Accurate garbage collection.

So, let's talk about garbage collection. Garbage collection is a very interesting topic because it is exceedingly simple in theory but very difficult in practice.

To support garbage collection, the key thing a language implementor has to do is to provide a way for the GC to find all live heap pointers (called root pointers). This sounds fairly easy to do but can get quite complicated in the presence of aggressive optimizations and register allocation. A tempting (and often used) solution would be to break encapsulation and make the optimizations aware of the GC requirements. This of course becomes harder the more advanced the optimizations are and with LHC it is pretty much impossible. Consider the following GRIN code:

-- 'otherFunction' returns an object of type 'Maybe Int' using two virtual registers.
-- If 'x' is 'Nothing' then 'y' is undefined.
-- If 'x' is 'Just' then 'y' is a root pointer.
someFunction
 = do x, y <- otherFunction; .... 

The above function illustrates that it is not always straightforward to figure out if a variable contains a root pointer. Sometimes determining that requires looking at other variables.

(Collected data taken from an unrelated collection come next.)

PR #1469, opened 2024-01-23
fix(elasticsearch): disable verification

WilliamGorge:
## Change Summary
Disable the internal verification of the elasticsearch client that checks if the root `/` of the provided URL returns a a compatible payload.

This internal verification, for some reason, does not use the basic auth provided by http_auth. So this check fails when the client configuration ask for authentication for the `/` route.

https://github.com/elastic/elasticsearch-py/blob/v7.17.6/elasticsearch/transport.py#L532
https://github.com/elastic/elasticsearch-py/blob/v7.17.6/elasticsearch/transport.py#L216

https://toucantoco.slack.com/archives/C823R095H/p1705597838374409

### DIFF
--- a/CHANGELOG.md
+++ b/CHANGELOG.md
@@ -3,6 +3,7 @@
 ### Changed
 
 - Google Big Query: A simple status check that validates the private key's format has been implemented
+- Elasticsearch: Host verification has been disabled to tolerate strict network configurations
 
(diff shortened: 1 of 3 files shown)


lukapeschke (approved):

WilliamGorge (commented):
LGTM: merci pour le com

So how might we get around this hurdle, you might ask. Well, if the code for marking roots resides in user-code instead of in the RTS then it can be as complex as it needs be. This fits well with the GRIN ideology of expressing an much in user-code as possible.

Now that we're familiar with the problem and the general concept of the solution, let's work out some of the details. Here's what happens when a GC event is triggered, described algorithmically:

1. Save registers to memory.
   This is to avoid clobbering the registers and to make them accessible from the GC code.
2. Save stack pointer.
   
3. Initiate temporary stack.
   Local variables from the GC code will be placed on this stack.
4. Jump to code for marking root pointers.
   This will peel back each stack frame until the bottom of the call graph has been reached.
5. Discard temporary stack.
6. Restore stack pointer
7. Restore registers.
   

Using the approach for exception involves stack cutting and a more advanced transfer of control which will be discussed in a later post.

In conclusion, these are the advantages native-code stack walking:

• Allows for objects to span registers as well as stack slots.
• Separates the concerns of the optimizer, the garbage collector and the code generator.
• Might be a little bit faster than dynamic stack walking since the stack layout is statically encoded.